• **Work instructions**:
Filter the records for lines holding the string "integer".

____ Material provided

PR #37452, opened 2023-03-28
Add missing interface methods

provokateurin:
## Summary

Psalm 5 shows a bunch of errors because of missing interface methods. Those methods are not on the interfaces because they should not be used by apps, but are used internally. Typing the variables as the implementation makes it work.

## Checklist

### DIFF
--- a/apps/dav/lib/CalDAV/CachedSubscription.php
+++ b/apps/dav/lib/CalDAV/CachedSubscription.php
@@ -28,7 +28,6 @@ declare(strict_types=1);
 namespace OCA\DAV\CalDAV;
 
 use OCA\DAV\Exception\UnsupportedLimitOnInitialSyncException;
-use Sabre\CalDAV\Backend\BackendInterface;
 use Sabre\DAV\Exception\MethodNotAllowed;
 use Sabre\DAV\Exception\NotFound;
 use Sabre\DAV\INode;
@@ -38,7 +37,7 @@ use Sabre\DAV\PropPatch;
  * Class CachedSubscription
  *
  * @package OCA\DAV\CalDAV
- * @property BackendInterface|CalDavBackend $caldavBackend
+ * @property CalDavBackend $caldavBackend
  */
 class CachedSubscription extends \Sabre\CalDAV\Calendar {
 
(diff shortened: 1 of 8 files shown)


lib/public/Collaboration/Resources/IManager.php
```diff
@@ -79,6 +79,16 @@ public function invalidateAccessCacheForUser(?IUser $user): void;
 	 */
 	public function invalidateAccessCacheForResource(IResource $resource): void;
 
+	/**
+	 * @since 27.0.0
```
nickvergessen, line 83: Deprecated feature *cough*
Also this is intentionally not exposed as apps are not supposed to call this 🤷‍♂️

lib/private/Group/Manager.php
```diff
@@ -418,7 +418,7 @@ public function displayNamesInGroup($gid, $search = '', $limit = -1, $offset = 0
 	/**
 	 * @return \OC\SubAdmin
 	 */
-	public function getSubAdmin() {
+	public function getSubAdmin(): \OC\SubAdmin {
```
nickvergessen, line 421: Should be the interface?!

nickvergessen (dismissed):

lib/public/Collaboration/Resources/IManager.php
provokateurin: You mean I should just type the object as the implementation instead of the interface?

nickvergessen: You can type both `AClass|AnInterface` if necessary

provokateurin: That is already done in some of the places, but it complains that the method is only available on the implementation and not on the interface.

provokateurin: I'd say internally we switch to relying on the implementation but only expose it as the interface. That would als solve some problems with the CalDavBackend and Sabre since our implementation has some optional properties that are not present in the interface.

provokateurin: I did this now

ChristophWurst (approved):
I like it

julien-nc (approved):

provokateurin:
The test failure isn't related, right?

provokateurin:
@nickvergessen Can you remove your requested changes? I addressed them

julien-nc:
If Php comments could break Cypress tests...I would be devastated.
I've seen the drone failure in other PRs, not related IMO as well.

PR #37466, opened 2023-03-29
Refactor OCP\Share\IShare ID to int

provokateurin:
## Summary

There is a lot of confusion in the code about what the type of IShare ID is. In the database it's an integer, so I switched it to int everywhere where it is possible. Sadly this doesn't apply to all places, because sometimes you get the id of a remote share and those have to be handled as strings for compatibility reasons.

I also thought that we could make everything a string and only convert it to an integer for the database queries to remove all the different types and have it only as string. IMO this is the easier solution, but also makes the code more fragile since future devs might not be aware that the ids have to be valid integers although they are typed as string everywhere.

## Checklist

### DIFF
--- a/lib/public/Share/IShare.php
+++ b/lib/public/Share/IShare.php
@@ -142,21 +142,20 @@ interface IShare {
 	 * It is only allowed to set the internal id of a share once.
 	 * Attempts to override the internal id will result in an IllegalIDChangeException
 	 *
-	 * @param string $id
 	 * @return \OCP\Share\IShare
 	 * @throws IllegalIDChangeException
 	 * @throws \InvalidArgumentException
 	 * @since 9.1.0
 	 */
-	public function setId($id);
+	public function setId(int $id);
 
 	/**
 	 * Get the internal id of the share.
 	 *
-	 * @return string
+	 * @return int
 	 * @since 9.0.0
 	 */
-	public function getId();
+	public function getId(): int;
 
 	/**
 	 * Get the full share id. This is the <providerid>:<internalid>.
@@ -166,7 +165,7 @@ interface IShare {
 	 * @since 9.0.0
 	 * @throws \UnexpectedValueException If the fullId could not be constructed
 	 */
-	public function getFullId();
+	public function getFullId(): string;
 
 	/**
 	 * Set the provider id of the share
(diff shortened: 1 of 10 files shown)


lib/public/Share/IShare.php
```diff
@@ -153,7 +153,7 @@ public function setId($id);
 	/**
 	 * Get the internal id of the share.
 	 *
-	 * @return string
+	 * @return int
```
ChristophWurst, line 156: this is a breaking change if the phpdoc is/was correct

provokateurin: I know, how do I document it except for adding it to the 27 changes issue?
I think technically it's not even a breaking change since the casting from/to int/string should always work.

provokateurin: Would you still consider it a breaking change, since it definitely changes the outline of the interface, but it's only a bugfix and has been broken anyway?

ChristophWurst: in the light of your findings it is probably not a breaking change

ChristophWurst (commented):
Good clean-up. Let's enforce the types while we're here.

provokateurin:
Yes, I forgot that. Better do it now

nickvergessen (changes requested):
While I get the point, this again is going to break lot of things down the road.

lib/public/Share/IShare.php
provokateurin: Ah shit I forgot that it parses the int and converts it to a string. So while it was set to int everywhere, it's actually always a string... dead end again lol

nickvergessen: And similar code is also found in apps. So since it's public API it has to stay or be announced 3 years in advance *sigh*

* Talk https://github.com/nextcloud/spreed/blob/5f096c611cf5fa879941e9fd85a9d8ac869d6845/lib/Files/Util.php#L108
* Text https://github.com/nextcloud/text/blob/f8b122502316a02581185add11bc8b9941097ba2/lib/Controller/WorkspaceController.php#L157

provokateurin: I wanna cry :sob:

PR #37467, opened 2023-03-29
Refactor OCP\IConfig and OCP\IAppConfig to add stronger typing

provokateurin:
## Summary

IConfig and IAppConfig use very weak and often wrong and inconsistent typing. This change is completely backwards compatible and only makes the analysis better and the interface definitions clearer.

________

• **Exercise answer**:
There is a lot of confusion in the code about what the type of IShare ID is. In the database it's an integer, so I switched it to int everywhere where it is possible. Sadly this doesn't apply to all places, because sometimes you get the id of a remote share and those have to be handled as strings for compatibility reasons.
I also thought that we could make everything a string and only convert it to an integer for the database queries to remove all the different types and have it only as string. IMO this is the easier solution, but also makes the code more fragile since future devs might not be aware that the ids have to be valid integers although they are typed as string everywhere.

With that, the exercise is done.